Position, velocity, and acceleration

Given these identities, we can now figure out how to represent the position, velocity, and acceleration vectors of a particle using this reference frame.

Position

Position is straightforward:

\boldsymbol{ r} = x \ \hat {\mathbf{ i}} + y \ \hat {\mathbf{ j}}

It is just the distance from the origin in the direction of each of the unit vectors.

Velocity

Velocity is the time derivative of position:

\mathbf{v} = \frac{\mathrm{d}\mathbf{r}}{\mathrm{d}t} = \frac{\mathrm{d} (x \ \hat {\mathbf{ i}})}{\mathrm{d}t} + \frac{\mathrm{d} (y \ \hat {\mathbf{ j}})}{\mathrm{d}t}

By the product rule, this is:

\mathbf{v} = \dot x \ \hat {\mathbf{ i}} + x \dot{\ \hat {\mathbf{ i}}} + \dot y \ \hat {\mathbf{ j}} + y \dot{ \ \hat {\mathbf{ j}}}

Which from the identities above we know to be:

\mathbf{v} = \dot x \ \hat {\mathbf{ i}} + x \omega \ \hat {\mathbf{ j}} + \dot y \ \hat {\mathbf{ j}} - y \omega \ \hat {\mathbf{ i}} = (\dot x - y \omega) \ \hat {\mathbf{ i}} + (\dot y + x \omega) \ \hat {\mathbf{ j}}

or equivalently

\mathbf{v} = (\dot x \ \hat {\mathbf{ i}} + \dot y \ \hat {\mathbf{ j}}) + (y \dot{ \hat {\mathbf{ j}}} + x \dot{\hat {\mathbf{ i}}}) = \mathbf{v}_{rel} + \boldsymbol{\Omega} \times \mathbf{r}

where vrel is the velocity of the particle relative to the rotating coordinate system.

Acceleration
First to fourth derivatives of position

Acceleration is the time derivative of velocity.

We know that:

\boldsymbol{ a} = \frac{\mathrm{d}}{\mathrm{d}t} \boldsymbol{ v} = \frac{\mathrm{d} \boldsymbol{ v}_{rel}}{\mathrm{d}t} + \frac{\mathrm{d}}{\mathrm{d}t} \boldsymbol{\Omega} \times \boldsymbol{r}

Consider the \stackrel{\frac{ \mathrm{d} } { \mathrm{d} t }}{} \boldsymbol{ v}_{rel} part. \boldsymbol{ v}_{rel} has two parts we want to find the derivative of: the relative change in velocity (\boldsymbol{ a}_{rel}), and the change in the coordinate frame

(\boldsymbol{\Omega} \times \boldsymbol{ v}_{rel}).
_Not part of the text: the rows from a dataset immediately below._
PR #2759, opened 2026-03-16
Custom storage as memoryStorage and fsStorage with possibility to save to s3 buckets

stijnvanhulle:
## ✅ Checklist

## 🚀 Release Impact

### DIFF
--- a/.changeset/storage-abstraction.md
+++ b/.changeset/storage-abstraction.md
@@ -9,7 +9,7 @@ Introduces a `storage` option in `output` that replaces direct filesystem writes
 **New exports from `@kubb/core`:**
 
 - `defineStorage(builder)` — factory helper (same pattern as `definePlugin`/`defineLogger`/`defineAdapter`) that wraps a builder function and makes options optional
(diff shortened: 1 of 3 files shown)


mbrevda:
anywhere to see the backstory on this pr? I'm wondering why adding a bunch of storage adapters to a code generator is a good idea (i.e., would be better to leave that for other, dedicated, tools, no?)? Or maybe I'm misunderstanding the intent of this? Either way, if you can point to an issue/discussion, that would be great

stijnvanhulle:
@mbrevda This is for now only for internal usage, this could be used to safe files directly to s3 or anything else but today this is added as part of our new agent package (more to come soon). 

The main idea is here to make it possible to safe the files to whatever storage you like (idea from https://unstorage.unjs.io/). so Kubb does not really need to know where (up to the user to define this). To clarify, we ware not planning to add s3 or another storage adapters available but one generic way of defining it will be part of Kubb. Does this answer your question?

mbrevda:
Yes, thanks! ❤️ 
(for the future: perhaps adding just another line or two to the change log could help keep things clearer)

\frac{\mathrm{d} \boldsymbol{ v}_{rel}}{\mathrm{d}t} = \boldsymbol{ a}_{rel} + \boldsymbol{\Omega} \times \boldsymbol{ v}_{rel}

Next, consider \stackrel{\frac{\mathrm{d}}{\mathrm{d}t}}{} (\boldsymbol{\Omega} \times\boldsymbol{ r}). Using the chain rule:

\frac{\mathrm{d} (\boldsymbol{\Omega} \times \boldsymbol{ r})}{\mathrm{d}t} = \dot{\boldsymbol{\Omega}} \times \boldsymbol{ r} + \boldsymbol{\Omega} \times \dot{\boldsymbol{ r}}
\dot{\boldsymbol{ r}}=\boldsymbol{ v}=\boldsymbol{ v}_{rel} + \boldsymbol{\Omega} \times \boldsymbol{ r} from above:
\frac{\mathrm{d} (\boldsymbol{\Omega} \times \boldsymbol{ r})}{\mathrm{d}t} = \dot{\boldsymbol{\Omega}} \times \boldsymbol{ r} + \boldsymbol{\Omega} \times (\boldsymbol{\Omega} \times\boldsymbol{ r}) + \boldsymbol{\Omega} \times \boldsymbol{ v}_{rel}

So all together:

\boldsymbol{ a} = \boldsymbol{ a}_{rel} + \boldsymbol{\Omega} \times \boldsymbol{ v}_{rel} + \dot{\boldsymbol{\Omega}} \times \boldsymbol{ r} + \boldsymbol{\Omega} \times (\boldsymbol{\Omega} \times \boldsymbol{ r}) + \boldsymbol{\Omega} \times \boldsymbol{ v}_{rel}

And collecting terms:[10]

\boldsymbol{ a} = \boldsymbol{ a}_{rel} + 2(\boldsymbol{\Omega} \times \boldsymbol{ v}_{rel}) + \dot{\boldsymbol{\Omega}} \times \boldsymbol{ r} + \boldsymbol{\Omega} \times (\boldsymbol{\Omega} \times \boldsymbol{ r})\ .

Kinematic constraints

A kinematic constraint is any condition relating properties of a dynamic system that must hold true at all times. Below are some common examples:

Rolling without slipping

An object that rolls against a surface without slipping obeys the condition that the velocity of its center of mass is equal to the cross product of its angular velocity with a vector from the point of contact to the center of mass,

 \boldsymbol{ v}_G(t) = \boldsymbol{\Omega} \times \boldsymbol{ r}_{G/O}.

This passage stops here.